Following on a recent reminder of how competitive finding an academic position can turn out to be, I wonder if there are options for taking up a position in between the fields of art, academia, and cities. Just as curators have emerged on the interface between art worlds and their social environments with institutionalization quickly following suit of their emergence as a distinct social role, perhaps urbanists that seek to mediate culture and cities might be able to perform the same transition in the uncertain terrain of emergent institutionalization of novel social roles. Largely, it must have been a de facto legitimization of curators' functions as art exhibitions have received social, economic and urban functions previously unforseen by art historians. As art history has entered the period of its theoretical crisis, dating to around thirty years ago, it seems that the field of art became ripe for a kind of transition that the agency of curators as power brokers has only sped up. Similarly, I assume the coming end of social theory as we know it, not unlike the withering of art theory, readies the larger social field of cities for a new breed of cultural power brokers that might find in urbanists their embodiment.

Monday, December 14, 2009

Between a Twit Posting and a Page-Length Blog

With the re-twit and facebook-on buttons slowly becoming an accepted part of our Internet experience, it does appear that a new space of reflection and writing has opened up that bridges the direct access to a link's referred web page and a one-liner message that only ever stays with us as we page newspapers through, scroll down the instantly updated blog-roll walls and scan twitter collections of concise news. It is like plugging the excitement of what captures imagination in an article into a tool that keeps the mental side-page note jottings written down, even if in a provisional blog format. It seems that what makes news novel cannot be merely captured in their factual content alone but requires reaching out to the similar moments of abrupt change, shifting circumstances, and unexpected constellations that in a flowing narrative form still wait for brief tags that would pull the outlines of a possible argument from the closely related to the subject matter accounts of authors who put feature articles together. It is not just the brevity but also the possibility to take comparative scope into account that does turn blog writing into a distinctive genre that can build on wikipedia articles. on-line magazines, and internet newspapers.

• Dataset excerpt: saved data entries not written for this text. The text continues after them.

PR #183, opened 2022-05-21
Fix doc for RequestCancelWorkflowExecution

yiminc:
**What changed?**
Update doc for RequestCancelWorkflowExecution to reflect actual behavior. The behavior is expected.

**Why?**
RequestCancelWorkflow should not return error when target workflow already closed.

**How did you test it?**

**Potential risks**

### DIFF
--- a/temporal/api/workflowservice/v1/service.proto
+++ b/temporal/api/workflowservice/v1/service.proto
@@ -215,9 +215,9 @@ service WorkflowService {
     // RequestCancelWorkflowExecution is called by workers when they want to request cancellation of
     // a workflow execution.
     //
-    // This result in a new `WORKFLOW_EXECUTION_CANCEL_REQUESTED` event being written to the
-    // workflow history and a new workflow task created for the workflow. It returns success if requested
-    // workflow already closed. It fails with 'NotFound' if the requested workflow doesn't exist.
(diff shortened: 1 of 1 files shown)


temporal/api/workflowservice/v1/service.proto
```diff
@@ -216,8 +216,8 @@ service WorkflowService {
     // a workflow execution.
     //
     // This result in a new `WORKFLOW_EXECUTION_CANCEL_REQUESTED` event being written to the
```
Sushisource, line 218:
```suggestion
    // This results in a new `WORKFLOW_EXECUTION_CANCEL_REQUESTED` event being written to the
```

temporal/api/workflowservice/v1/service.proto
```diff
@@ -216,8 +216,8 @@ service WorkflowService {
...
-    // workflow history and a new workflow task created for the workflow. Fails with `NotFound` if
-    // the workflow is already completed or doesn't exist.
+    // workflow history and a new workflow task created for the workflow. It returns success if requested
+    // workflow already closed. It fails with 'NotFound' if the requested workflow doesn't exist.
```
Sushisource, line 220:
```suggestion
    // workflow history and a new workflow task created for the workflow. It returns success if the requested
    // workflow is already closed. It fails with 'NotFound' if the requested workflow doesn't exist.
```

PR #184, opened 2022-05-25
Fix ResetReapplyType comments

elb3k:
**What changed?** 

Some of the comments related to `ResetReapplyType`.
Fixed comments on `ResetReapplyType`.
1. Wrote most sensible description I could come up to `enum ResetReapplyType`
1. `// Should be removed. Appears unused.` was also misleading. Because it is clearly being used by [temporal](https://github.com/temporalio/temporal) and [tctl](https://github.com/temporalio/tctl)

**Why?** It was little misleading

**How did you test it?** It is just a comment fix

**Potential risks** None


alexshtin (approved):
Thanks for fixing this.

PR #186, opened 2022-05-26
Add supports_schedules flag

dnr:
**What changed?**
Adds a bool field in NamespaceInfo for whether the new scheduled workflow feature is supported on the namespace.

**Why?**
This is intended for the web UI to use to control whether to display schedule-related elements.

### DIFF
--- a/temporal/api/namespace/v1/message.proto
+++ b/temporal/api/namespace/v1/message.proto
@@ -47,6 +47,10 @@ message NamespaceInfo {
     // A key-value map for any customized purpose.
     map<string, string> data = 5;
     string id = 6;
+
+    // Whether scheduled workflows are supported on this namespace. This is only needed
+    // temporarily while the feature is experimental, so we can give it a high tag.
+    bool supports_schedules = 100;
 }
 
 message NamespaceConfig {


cretz:
While doing this, you can also add a `scheduling` flag to `temporal.api.workflowservice.v1.GetSystemInfoResponse.Capabilities` that you always set to `true`. This can allow the SDK to know ahead of time whether the version of server they have supports scheduling.

Granted the SDK can also just react to `NotFound` when attempting to invoke the calls on older servers. Or maybe we're not wanting to have any high-level client wrappers for these scheduling calls. Still, having the boolean in the capabilities helps for all features only newer server versions support.

dnr:
> While doing this, you can also add a `scheduling` flag to `temporal.api.workflowservice.v1.GetSystemInfoResponse.Capabilities` that you always set to `true` (feel free to come up with a better name). This can allow the SDK to know ahead of time whether the version of server they have supports scheduling.
> 
> Granted the SDK can also just react to `NotFound` when attempting to invoke the calls on older servers. Or maybe we're not wanting to have any high-level client wrappers for these scheduling calls. Still, having the boolean in the capabilities helps for all features only newer server versions support.

Sure, makes sense. We haven't really talked about higher level wrappers yet but I have some ideas.

cretz (approved):

yiminc (approved):

PR #190, opened 2022-06-09
Add worker-build-id-based versioning api

Sushisource:
Add the API as described here https://github.com/temporalio/proposals/pull/54 with a few minor changes needed while working on the initial implementation.

### DIFF
--- a/temporal/api/workflow/v1/message.proto
+++ b/temporal/api/workflow/v1/message.proto
@@ -117,3 +117,28 @@ message ResetPointInfo {
     // false if the reset point has pending childWFs/reqCancels/signalExternals.
     bool resettable = 6;
 }
+
+// NewWorkflowExecutionInfo is a shared message that encapsulates all the
+// required arguments to starting a workflow in different contexts.
+message NewWorkflowExecutionInfo {
+    string workflow_id = 1;
+    temporal.api.common.v1.WorkflowType workflow_type = 2;
+    temporal.api.taskqueue.v1.TaskQueue task_queue = 3;
+    // Serialized arguments to the workflow.
+    temporal.api.common.v1.Payloads input = 4;
+    // Total workflow execution timeout including retries and continue as new.
+    google.protobuf.Duration workflow_execution_timeout = 5 [(gogoproto.stdduration) = true];
+    // Timeout of a single workflow run.
+    google.protobuf.Duration workflow_run_timeout = 6 [(gogoproto.stdduration) = true];
+    // Timeout of a single workflow task.
+    google.protobuf.Duration workflow_task_timeout = 7 [(gogoproto.stdduration) = true];
+    // Default: WORKFLOW_ID_REUSE_POLICY_ALLOW_DUPLICATE.
+    temporal.api.enums.v1.WorkflowIdReusePolicy workflow_id_reuse_policy = 8;
+    // The retry policy for the workflow. Will never exceed `workflow_execution_timeout`.
+    temporal.api.common.v1.RetryPolicy retry_policy = 9;
+    // See https://docs.temporal.io/docs/content/what-is-a-temporal-cron-job/
+    string cron_schedule = 10;
+    temporal.api.common.v1.Memo memo = 11;
+    temporal.api.common.v1.SearchAttributes search_attributes = 12;
+    temporal.api.common.v1.Header header = 13;
+}
--- a/temporal/api/workflow/v1/message.proto
+++ b/temporal/api/workflow/v1/message.proto
@@ -142,3 +142,22 @@ message NewWorkflowExecutionInfo {
     temporal.api.common.v1.SearchAttributes search_attributes = 12;
     temporal.api.common.v1.Header header = 13;
 }
+
+// Used by the worker versioning APIs, represents a node in the version graph for a particular
+// task queue
+message VersionIdNode {
+    VersionId version = 1;
+    // A pointer to the previous version this version is considered to be compatible with
+    VersionIdNode previous_compatible = 2;
+    // A pointer to the last incompatible version (previous major version)
+    VersionIdNode previous_incompatible = 3;
+}
+
+// Used by the worker versioning APIs, represents a specific version of something
+message VersionId {
+    oneof version {
+        // An opaque whole-worker identifier
+        string worker_build_id = 1;
+    }
+}
+
--- a/temporal/api/workflow/v1/message.proto
+++ b/temporal/api/workflow/v1/message.proto
@@ -143,21 +143,3 @@ message NewWorkflowExecutionInfo {
     temporal.api.common.v1.Header header = 13;
 }
 
-// Used by the worker versioning APIs, represents a node in the version graph for a particular
-// task queue
-message VersionIdNode {
-    VersionId version = 1;
-    // A pointer to the previous version this version is considered to be compatible with
-    VersionIdNode previous_compatible = 2;
-    // A pointer to the last incompatible version (previous major version)
-    VersionIdNode previous_incompatible = 3;
-}
-
-// Used by the worker versioning APIs, represents a specific version of something
-message VersionId {
-    oneof version {
-        // An opaque whole-worker identifier
-        string worker_build_id = 1;
-    }
-}
-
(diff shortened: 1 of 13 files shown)


temporal/api/workflow/v1/message.proto
```diff
@@ -142,3 +142,22 @@ message NewWorkflowExecutionInfo {
...
+    VersionId version = 1;
+    // A pointer to the previous version this version is considered to be compatible with
+    VersionIdNode previous_compatible = 2;
+    // A pointer to the last incompatible version (previous major version)
+    VersionIdNode previous_incompatible = 3;
+}
+
+// Used by the worker versioning APIs, represents a specific version of something
+message VersionId {
+    oneof version {
```
cretz, line 158: Should remove the `oneof`. Nnot only do we avoid it in our APIs for whatever reason (which I'd likely disagree with), but it is a backwards/forwards compatible change to introduce it in the future when you add your next field in here. See https://developers.google.com/protocol-buffers/docs/proto3#backwards-compatibility_issues.

temporal/api/workflow/v1/message.proto
```diff
@@ -142,3 +142,22 @@ message NewWorkflowExecutionInfo {
     temporal.api.common.v1.SearchAttributes search_attributes = 12;
     temporal.api.common.v1.Header header = 13;
 }
+
+// Used by the worker versioning APIs, represents a node in the version graph for a particular
+// task queue
+message VersionIdNode {
```
cretz, line 148: I don't think this should be in `temporal.api.workflow.v1` because it is not about workflows necessarily (though kind is in a roundabout way, from the API POV this is about workers). I'd be hesitant to put it in `temporal.api.version.v1` because that is more about server versioning, but I wouldn't be against it. Otherwise, either `temporal.api.namespace.v1` or `temporal.api.taskqueue.v1` since those are the levels it applies at or `temporal.api.common.v1` if nowhere else works.

temporal/api/workflow/v1/message.proto
Sushisource: I know that's true in the proto sense, but it's not true in the codegen sense. That said it may very well be a long long time before this gets used for anything else, so I'd be OK taking it out.

If anyone else has an opinion chime in

mmcshane: I had a similar understanding that we avoided `oneof` until yesterday when it was recommended to me by someone on the OSS team. Maybe @yiminc could clarify the acceptibility of this feature?

temporal/api/workflowservice/v1/request_response.proto
```diff
@@ -950,3 +950,47 @@ message ListSchedulesResponse {
...
+message UpdateWorkerBuildIdOrderingResponse {}
+
+// (-- api-linter: core::0134::request-resource-required=disabled
+//     aip.dev/not-precedent: GetWorkerBuildIdOrderingRequest RPC doesn't follow Google API format. --)
+message GetWorkerBuildIdOrderingRequest {
+    string namespace = 1;
+    // Must be set, the task queue to interrogate about worker id ordering
+    string task_queue = 2;
+    // Limits how deep the returned DAG will go. 1 will return only the
+    // default build id.
```
mmcshane, line 984: Maybe specify the behavior for 0 here in this comment

mmcshane (approved):

temporal/api/workflow/v1/message.proto
yiminc: We didn't use oneof because of historical reason (thrift). But I'm not aware of practical reason not to use now.

temporal/api/workflow/v1/message.proto
yiminc: is this VersionId only apply to task queue? if so, it probably should go to temporal.api.taskqueue.v1

temporal/api/workflowservice/v1/request_response.proto
yiminc: +1 for 0 value behavior

temporal/api/workflowservice/v1/request_response.proto
```diff
@@ -950,3 +950,47 @@ message ListSchedulesResponse {
...
+    bool become_default = 5;
+}
+message UpdateWorkerBuildIdOrderingResponse {}
+
+// (-- api-linter: core::0134::request-resource-required=disabled
+//     aip.dev/not-precedent: GetWorkerBuildIdOrderingRequest RPC doesn't follow Google API format. --)
+message GetWorkerBuildIdOrderingRequest {
+    string namespace = 1;
+    // Must be set, the task queue to interrogate about worker id ordering
+    string task_queue = 2;
```
yiminc, line 982: do you need task queue type here as well?

temporal/api/workflow/v1/message.proto
yiminc: if we only have one field for foreseeable future, and adding oneof in future is backward compatible change, then I would prefer to not have it now.

temporal/api/workflowservice/v1/request_response.proto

Discovering the Inner Man without Qualities

Capturing the moment in words is never easy. It is especially so when an uncertain moment is upon someone. I am not sure how much difference does it make when this someone is me. This indifferent difference must be due to the impact that the idea behind Musil's book The Man without Qualities has on its attentive reader who cannot but laugh at its occasional estranged descriptions of human foibles, or at occasional tender contourings of the qualities of the place and age it was written in. Not that anyone can vouchsafe how much difference or similarity there is between here and now and then and there. Wherever and whenever the former are. In other words, as Musil apparently takes the notion of qualitieslessness to a degree of theoretical lucidity all the while staying within the confines of novel as a genre, the novel becomes a thing whose qualities gain foothold if only in the field of imagination and attention of its occasional readers. The background to this consideration is, of course, Joyce's Ulysses that with a more or less elitist bent sets the standards of what counts as worldwide recognized literary genius. With the barriers of translations, translatability, and unequal paces of linguistic development, since it seems that English went through far more many transformations and changes than German did, the masterworks from the interwar margins of Europe still seem to be clamouring for attention globally. Even more so is the fate of even more marginal peoples and places. Which makes me think of whether the in-between world of post-Hapsburg literature and memory can be instructive of strategies for overcoming global marginality of language, geography or culture.

Sunday, December 06, 2009

From Parisian Arcades to Everyday Life via Cultural Capitals

Walter Benjamin's collection of disparate citations and comments that was brought together under the title of Passages- or, better known as, Arcades-Project opens with a common-place description of Parisian arcades that he cites from a city guide from mid-nineteenth century. What catches Benjamin's attention is the names of the shops and establishments brought under the roof of the then novel form of urban space, that of arcades. Overwhelmingly, as he remarks, these names brought famous operetta plays of these days to mind with their frivolous, exotic and seductive titles. Just as, later on, Benjamin's work on shopping arcades in Paris was taken to be paradigmatic for research on different kinds of space, themselves compared to these arcades, one could follow Benjamin's associative lead to make a connection between these original spaces and Parisian operettas. Notably, Kracauer saw operettas as a genre paradigmatic of the epoch and the city, Paris, where they were created and have exerted their influence, not least on the imagination of the everyday life that the practices of these first shopping malls corroborate. To this day, European shopping malls, such as one built in 2004 in Weimar, Germany, bear a heavy cultural imprint of collective imaginary that they represent in their fusion of coffee-houses, decorative interiors, and cultural references, located, ironically, in the super-structure of that building.